(Input records)

PR #182, opened 2023-05-09
feat(OSD-13700): add network verifier for chgm

ninabauer:
[OSD-13700](https://issues.redhat.com//browse/OSD-13700)

Runs network verifier on CHGM alerts after the instance checks and updates note on PD with results.


RaphaelBut:
Very important change, this looks great.

pkg/services/networkverifier/networkverifier.go
```diff
@@ -0,0 +1,221 @@
...
+		KmsKeyID:        config.kmsKeyID,
+		SecurityGroupId: securityGroupID,
+	}
+
+	awsVerifier, err := awsverifier.NewAwsVerifier(credentials.AccessKeyID, credentials.SecretAccessKey, credentials.SessionToken, c.cluster.Region().ID(), "", true)
+	if err != nil {
+		return Undefined, "", fmt.Errorf("could not build awsVerifier %v", err)
+	}
+
+	awsVerifier.Logger.Warn(context.TODO(), "Using region: %s", c.cluster.Region().ID())
```
typeid, line 175: **question:** Why do we use the `awsVerifier` logger here, instead of logging as per usual?

pkg/services/networkverifier/networkverifier.go
```diff
@@ -0,0 +1,221 @@
...
+
+	if len(verifierExceptions) != 0 && len(verifierErrors) != 0 {
+		exceptionsSummary := verifierExceptions[0].Error()
+		errorsSummary := verifierErrors[0].Error()
+		// AddNote
+		return Undefined, "", fmt.Errorf(exceptionsSummary, errorsSummary)
+	}
+
+	if !out.IsSuccessful() {
+		failureSummary := verifierFailures[0].Error() // create from verifierFailures
```
typeid, line 189: **Question:** Can we safely ignore the other values in the `verifierFailures` array? I think we might want to pick them up as well.

pkg/services/networkverifier/networkverifier.go
```diff
@@ -0,0 +1,221 @@
...
+
+	awsVerifier.Logger.Warn(context.TODO(), "Using region: %s", c.cluster.Region().ID())
+
+	out := verifier.ValidateEgress(awsVerifier, vei)
+
+	verifierFailures, verifierExceptions, verifierErrors := out.Parse()
+
+	if len(verifierExceptions) != 0 && len(verifierErrors) != 0 {
+		exceptionsSummary := verifierExceptions[0].Error()
+		errorsSummary := verifierErrors[0].Error()
```
typeid, line 183: **Question:** Can we safely ignore the other values in the `exceptionsSummary`, `errorsSummary` arrays? We might want to pick them up as well.

typeid (commented):
Overall great work Nina! Sorry for the very pedantic review, just a lot of suggestions and small nitpicks, nothing to worry about! :)

Big +1 on testing this to only add notes on the alerts first, and then move to automating LS once we feel safe about it!

cadctl/cmd/investigate/investigate.go
```diff
@@ -133,16 +134,23 @@ func run(_ *cobra.Command, _ []string) error {
...
 
 	investigationClient := investigation.Client{}
-
+	networkVerifierClient := networkverifier.Client{
+		Service: networkverifier.Provider{
+			AwsClient: &customerAwsClient,
+			OcmClient: &ocmClient,
+			PdClient:  &pdClient,
+		},
+	}
```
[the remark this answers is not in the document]
typeid: networkVerifierClient will be re-used in that context, so initializing it there makes sense.

pkg/services/networkverifier/networkverifier.go
typeid: This picks up everything.

pkg/services/networkverifier/networkverifier.go
typeid: This picks up everything.

PR #95, opened 2015-11-12
Add unicorn

robwise:
Adds unicorn files necessary for Heroku Deployment

### DIFF
--- a/docs/additional_reading/heroku_deployment.md
+++ b/docs/additional_reading/heroku_deployment.md
@@ -3,7 +3,9 @@ The generator has created the necessary files and gems for deployment to Heroku.
 
 + `Procfile`: used by Heroku and Foreman to start the server
 + `.buildpacks`: used to install Ruby and Node environments
++ `config/unicorn.rb`: Unicorn config file
 + `12factor` gem: required by Heroku
++ `unicorn` gem: app server used by Heroku
 + `lib/tasks/assets.rake`: rake task that generates your JavaScript bundles for production.
 
 ## How to Deploy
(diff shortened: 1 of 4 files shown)


justin808:
Since we missed the 1.0.2 bus, let's put this in with:

`--heroku` option

and have all the heroku bits go with it.

robwise:
@justin808  roger that no problem, should we default to not having it enabled then?

justin808:
Not sure on that one! Maybe check the project if it has 12factor already and let that be the factor! SMART!

docs/additional_reading/heroku_deployment.md
```diff
@@ -3,7 +3,9 @@ The generator has created the necessary files and gems for deployment to Heroku.
 
 + `Procfile`: used by Heroku and Foreman to start the server
 + `.buildpacks`: used to install Ruby and Node environments
++ `config/unicorn.rb`: Unicorn config file
```
justin808, line 6: @robwise why unicorn?

puma is the current heroku default

dylangrafmyre, line 6: @justin808 I think @robwise has been reading to many articles about dying unicorns posted in our slack channel and he really meant `config/puma.rb` :)

robwise, line 6: @justin808 @dylangrafmyre I was told to model the generators off of the tutorial, so that's what I did. I can switch it to Puma, no problem (I switched from Unicorn to Puma on my own personal Rails app a long time ago).

robwise:
Opted to go for Puma in #100

PR #100, opened 2015-11-15
Make Heroku Generator Optional

robwise:
Add Puma to Heroku Generator, enable the option to turn it on or off, and default it to off.


justin808:
@robwise This looks great, but this seems to be for Heroku and not puma.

(End Input records)

▶ What the task asks: All the data above is to be given again, exactly.

▶ Answer for this exercise:
PR #182, opened 2023-05-09
feat(OSD-13700): add network verifier for chgm

ninabauer:
[OSD-13700](https://issues.redhat.com//browse/OSD-13700)

Runs network verifier on CHGM alerts after the instance checks and updates note on PD with results.


RaphaelBut:
Very important change, this looks great.

pkg/services/networkverifier/networkverifier.go
```diff
@@ -0,0 +1,221 @@
...
+		KmsKeyID:        config.kmsKeyID,
+		SecurityGroupId: securityGroupID,
+	}
+
+	awsVerifier, err := awsverifier.NewAwsVerifier(credentials.AccessKeyID, credentials.SecretAccessKey, credentials.SessionToken, c.cluster.Region().ID(), "", true)
+	if err != nil {
+		return Undefined, "", fmt.Errorf("could not build awsVerifier %v", err)
+	}
+
+	awsVerifier.Logger.Warn(context.TODO(), "Using region: %s", c.cluster.Region().ID())
```
typeid, line 175: **question:** Why do we use the `awsVerifier` logger here, instead of logging as per usual?

pkg/services/networkverifier/networkverifier.go
```diff
@@ -0,0 +1,221 @@
...
+
+	if len(verifierExceptions) != 0 && len(verifierErrors) != 0 {
+		exceptionsSummary := verifierExceptions[0].Error()
+		errorsSummary := verifierErrors[0].Error()
+		// AddNote
+		return Undefined, "", fmt.Errorf(exceptionsSummary, errorsSummary)
+	}
+
+	if !out.IsSuccessful() {
+		failureSummary := verifierFailures[0].Error() // create from verifierFailures
```
typeid, line 189: **Question:** Can we safely ignore the other values in the `verifierFailures` array? I think we might want to pick them up as well.

pkg/services/networkverifier/networkverifier.go
```diff
@@ -0,0 +1,221 @@
...
+
+	awsVerifier.Logger.Warn(context.TODO(), "Using region: %s", c.cluster.Region().ID())
+
+	out := verifier.ValidateEgress(awsVerifier, vei)
+
+	verifierFailures, verifierExceptions, verifierErrors := out.Parse()
+
+	if len(verifierExceptions) != 0 && len(verifierErrors) != 0 {
+		exceptionsSummary := verifierExceptions[0].Error()
+		errorsSummary := verifierErrors[0].Error()
```
typeid, line 183: **Question:** Can we safely ignore the other values in the `exceptionsSummary`, `errorsSummary` arrays? We might want to pick them up as well.

typeid (commented):
Overall great work Nina! Sorry for the very pedantic review, just a lot of suggestions and small nitpicks, nothing to worry about! :)

Big +1 on testing this to only add notes on the alerts first, and then move to automating LS once we feel safe about it!

cadctl/cmd/investigate/investigate.go
```diff
@@ -133,16 +134,23 @@ func run(_ *cobra.Command, _ []string) error {
...
 
 	investigationClient := investigation.Client{}
-
+	networkVerifierClient := networkverifier.Client{
+		Service: networkverifier.Provider{
+			AwsClient: &customerAwsClient,
+			OcmClient: &ocmClient,
+			PdClient:  &pdClient,
+		},
+	}
```
[the remark this answers is not in the document]
typeid: networkVerifierClient will be re-used in that context, so initializing it there makes sense.

pkg/services/networkverifier/networkverifier.go
typeid: This picks up everything.

pkg/services/networkverifier/networkverifier.go
typeid: This picks up everything.

PR #95, opened 2015-11-12
Add unicorn

robwise:
Adds unicorn files necessary for Heroku Deployment

### DIFF
--- a/docs/additional_reading/heroku_deployment.md
+++ b/docs/additional_reading/heroku_deployment.md
@@ -3,7 +3,9 @@ The generator has created the necessary files and gems for deployment to Heroku.
 
 + `Procfile`: used by Heroku and Foreman to start the server
 + `.buildpacks`: used to install Ruby and Node environments
++ `config/unicorn.rb`: Unicorn config file
 + `12factor` gem: required by Heroku
++ `unicorn` gem: app server used by Heroku
 + `lib/tasks/assets.rake`: rake task that generates your JavaScript bundles for production.
 
 ## How to Deploy
(diff shortened: 1 of 4 files shown)


justin808:
Since we missed the 1.0.2 bus, let's put this in with:

`--heroku` option

and have all the heroku bits go with it.

robwise:
@justin808  roger that no problem, should we default to not having it enabled then?

justin808:
Not sure on that one! Maybe check the project if it has 12factor already and let that be the factor! SMART!

docs/additional_reading/heroku_deployment.md
```diff
@@ -3,7 +3,9 @@ The generator has created the necessary files and gems for deployment to Heroku.
 
 + `Procfile`: used by Heroku and Foreman to start the server
 + `.buildpacks`: used to install Ruby and Node environments
++ `config/unicorn.rb`: Unicorn config file
```
justin808, line 6: @robwise why unicorn?

puma is the current heroku default

dylangrafmyre, line 6: @justin808 I think @robwise has been reading to many articles about dying unicorns posted in our slack channel and he really meant `config/puma.rb` :)

robwise, line 6: @justin808 @dylangrafmyre I was told to model the generators off of the tutorial, so that's what I did. I can switch it to Puma, no problem (I switched from Unicorn to Puma on my own personal Rails app a long time ago).

robwise:
Opted to go for Puma in #100

PR #100, opened 2015-11-15
Make Heroku Generator Optional

robwise:
Add Puma to Heroku Generator, enable the option to turn it on or off, and default it to off.


justin808:
@robwise This looks great, but this seems to be for Heroku and not puma.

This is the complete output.